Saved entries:
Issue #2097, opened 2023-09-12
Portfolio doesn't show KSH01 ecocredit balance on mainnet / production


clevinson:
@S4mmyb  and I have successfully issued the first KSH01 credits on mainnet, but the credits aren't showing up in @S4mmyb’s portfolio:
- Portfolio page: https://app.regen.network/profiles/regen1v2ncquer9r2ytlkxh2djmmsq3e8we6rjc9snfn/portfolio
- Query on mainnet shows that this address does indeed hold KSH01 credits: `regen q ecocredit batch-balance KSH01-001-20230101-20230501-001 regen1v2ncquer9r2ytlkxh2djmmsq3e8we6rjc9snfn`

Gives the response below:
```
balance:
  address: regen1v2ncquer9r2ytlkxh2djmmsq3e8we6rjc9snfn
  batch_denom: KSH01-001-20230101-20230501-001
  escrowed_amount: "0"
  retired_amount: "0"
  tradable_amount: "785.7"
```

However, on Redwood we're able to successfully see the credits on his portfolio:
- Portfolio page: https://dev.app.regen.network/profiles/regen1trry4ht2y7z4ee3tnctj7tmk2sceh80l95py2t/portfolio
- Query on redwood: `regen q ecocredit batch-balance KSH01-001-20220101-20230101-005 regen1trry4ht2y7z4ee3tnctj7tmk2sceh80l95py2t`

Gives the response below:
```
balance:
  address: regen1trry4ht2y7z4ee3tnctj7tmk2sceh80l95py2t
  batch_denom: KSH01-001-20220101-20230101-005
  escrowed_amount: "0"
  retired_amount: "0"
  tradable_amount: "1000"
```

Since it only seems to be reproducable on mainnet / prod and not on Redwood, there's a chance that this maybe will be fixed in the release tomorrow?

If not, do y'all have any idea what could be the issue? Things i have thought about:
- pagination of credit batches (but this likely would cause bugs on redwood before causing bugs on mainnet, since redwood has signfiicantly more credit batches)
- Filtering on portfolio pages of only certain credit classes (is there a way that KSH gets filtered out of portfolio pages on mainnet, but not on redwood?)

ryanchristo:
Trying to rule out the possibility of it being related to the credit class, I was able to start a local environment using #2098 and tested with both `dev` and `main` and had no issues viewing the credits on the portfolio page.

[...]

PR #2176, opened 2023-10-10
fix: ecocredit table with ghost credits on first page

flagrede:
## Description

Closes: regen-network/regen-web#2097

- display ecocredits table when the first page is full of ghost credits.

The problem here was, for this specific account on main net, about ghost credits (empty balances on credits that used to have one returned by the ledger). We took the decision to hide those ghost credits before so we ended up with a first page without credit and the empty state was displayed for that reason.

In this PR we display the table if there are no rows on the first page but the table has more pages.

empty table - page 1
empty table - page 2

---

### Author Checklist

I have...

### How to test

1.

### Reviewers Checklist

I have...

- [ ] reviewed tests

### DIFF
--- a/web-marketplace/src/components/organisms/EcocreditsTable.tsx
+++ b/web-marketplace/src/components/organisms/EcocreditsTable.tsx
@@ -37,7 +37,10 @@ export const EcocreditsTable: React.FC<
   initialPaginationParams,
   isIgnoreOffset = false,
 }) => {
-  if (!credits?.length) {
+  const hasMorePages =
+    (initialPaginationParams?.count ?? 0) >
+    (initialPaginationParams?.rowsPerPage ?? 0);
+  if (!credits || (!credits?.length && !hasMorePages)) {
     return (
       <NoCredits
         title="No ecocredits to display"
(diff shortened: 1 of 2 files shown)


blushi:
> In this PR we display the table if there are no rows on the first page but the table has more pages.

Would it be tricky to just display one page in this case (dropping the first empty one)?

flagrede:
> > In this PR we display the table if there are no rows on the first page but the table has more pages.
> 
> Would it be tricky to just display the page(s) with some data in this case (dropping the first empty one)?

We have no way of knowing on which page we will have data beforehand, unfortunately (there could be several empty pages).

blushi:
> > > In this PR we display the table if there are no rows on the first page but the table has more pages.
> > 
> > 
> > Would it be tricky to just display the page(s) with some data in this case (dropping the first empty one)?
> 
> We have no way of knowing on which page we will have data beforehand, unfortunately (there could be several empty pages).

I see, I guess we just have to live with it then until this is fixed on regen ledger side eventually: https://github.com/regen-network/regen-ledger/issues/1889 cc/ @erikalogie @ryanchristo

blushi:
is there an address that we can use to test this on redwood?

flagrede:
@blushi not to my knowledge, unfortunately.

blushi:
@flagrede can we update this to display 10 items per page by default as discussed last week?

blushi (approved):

Task: Each line of the records above must be copied exactly.

Problem solution:
Issue #2097, opened 2023-09-12
Portfolio doesn't show KSH01 ecocredit balance on mainnet / production


clevinson:
@S4mmyb  and I have successfully issued the first KSH01 credits on mainnet, but the credits aren't showing up in @S4mmyb’s portfolio:
- Portfolio page: https://app.regen.network/profiles/regen1v2ncquer9r2ytlkxh2djmmsq3e8we6rjc9snfn/portfolio
- Query on mainnet shows that this address does indeed hold KSH01 credits: `regen q ecocredit batch-balance KSH01-001-20230101-20230501-001 regen1v2ncquer9r2ytlkxh2djmmsq3e8we6rjc9snfn`

Gives the response below:
```
balance:
  address: regen1v2ncquer9r2ytlkxh2djmmsq3e8we6rjc9snfn
  batch_denom: KSH01-001-20230101-20230501-001
  escrowed_amount: "0"
  retired_amount: "0"
  tradable_amount: "785.7"
```

However, on Redwood we're able to successfully see the credits on his portfolio:
- Portfolio page: https://dev.app.regen.network/profiles/regen1trry4ht2y7z4ee3tnctj7tmk2sceh80l95py2t/portfolio
- Query on redwood: `regen q ecocredit batch-balance KSH01-001-20220101-20230101-005 regen1trry4ht2y7z4ee3tnctj7tmk2sceh80l95py2t`

Gives the response below:
```
balance:
  address: regen1trry4ht2y7z4ee3tnctj7tmk2sceh80l95py2t
  batch_denom: KSH01-001-20220101-20230101-005
  escrowed_amount: "0"
  retired_amount: "0"
  tradable_amount: "1000"
```

Since it only seems to be reproducable on mainnet / prod and not on Redwood, there's a chance that this maybe will be fixed in the release tomorrow?

If not, do y'all have any idea what could be the issue? Things i have thought about:
- pagination of credit batches (but this likely would cause bugs on redwood before causing bugs on mainnet, since redwood has signfiicantly more credit batches)
- Filtering on portfolio pages of only certain credit classes (is there a way that KSH gets filtered out of portfolio pages on mainnet, but not on redwood?)

ryanchristo:
Trying to rule out the possibility of it being related to the credit class, I was able to start a local environment using #2098 and tested with both `dev` and `main` and had no issues viewing the credits on the portfolio page.

[...]

PR #2176, opened 2023-10-10
fix: ecocredit table with ghost credits on first page

flagrede:
## Description

Closes: regen-network/regen-web#2097

- display ecocredits table when the first page is full of ghost credits.

The problem here was, for this specific account on main net, about ghost credits (empty balances on credits that used to have one returned by the ledger). We took the decision to hide those ghost credits before so we ended up with a first page without credit and the empty state was displayed for that reason.

In this PR we display the table if there are no rows on the first page but the table has more pages.

empty table - page 1
empty table - page 2

---

### Author Checklist

I have...

### How to test

1.

### Reviewers Checklist

I have...

- [ ] reviewed tests

### DIFF
--- a/web-marketplace/src/components/organisms/EcocreditsTable.tsx
+++ b/web-marketplace/src/components/organisms/EcocreditsTable.tsx
@@ -37,7 +37,10 @@ export const EcocreditsTable: React.FC<
   initialPaginationParams,
   isIgnoreOffset = false,
 }) => {
-  if (!credits?.length) {
+  const hasMorePages =
+    (initialPaginationParams?.count ?? 0) >
+    (initialPaginationParams?.rowsPerPage ?? 0);
+  if (!credits || (!credits?.length && !hasMorePages)) {
     return (
       <NoCredits
         title="No ecocredits to display"
(diff shortened: 1 of 2 files shown)


blushi:
> In this PR we display the table if there are no rows on the first page but the table has more pages.

Would it be tricky to just display one page in this case (dropping the first empty one)?

flagrede:
> > In this PR we display the table if there are no rows on the first page but the table has more pages.
> 
> Would it be tricky to just display the page(s) with some data in this case (dropping the first empty one)?

We have no way of knowing on which page we will have data beforehand, unfortunately (there could be several empty pages).

blushi:
> > > In this PR we display the table if there are no rows on the first page but the table has more pages.
> > 
> > 
> > Would it be tricky to just display the page(s) with some data in this case (dropping the first empty one)?
> 
> We have no way of knowing on which page we will have data beforehand, unfortunately (there could be several empty pages).

I see, I guess we just have to live with it then until this is fixed on regen ledger side eventually: https://github.com/regen-network/regen-ledger/issues/1889 cc/ @erikalogie @ryanchristo

blushi:
is there an address that we can use to test this on redwood?

flagrede:
@blushi not to my knowledge, unfortunately.

blushi:
@flagrede can we update this to display 10 items per page by default as discussed last week?

blushi (approved):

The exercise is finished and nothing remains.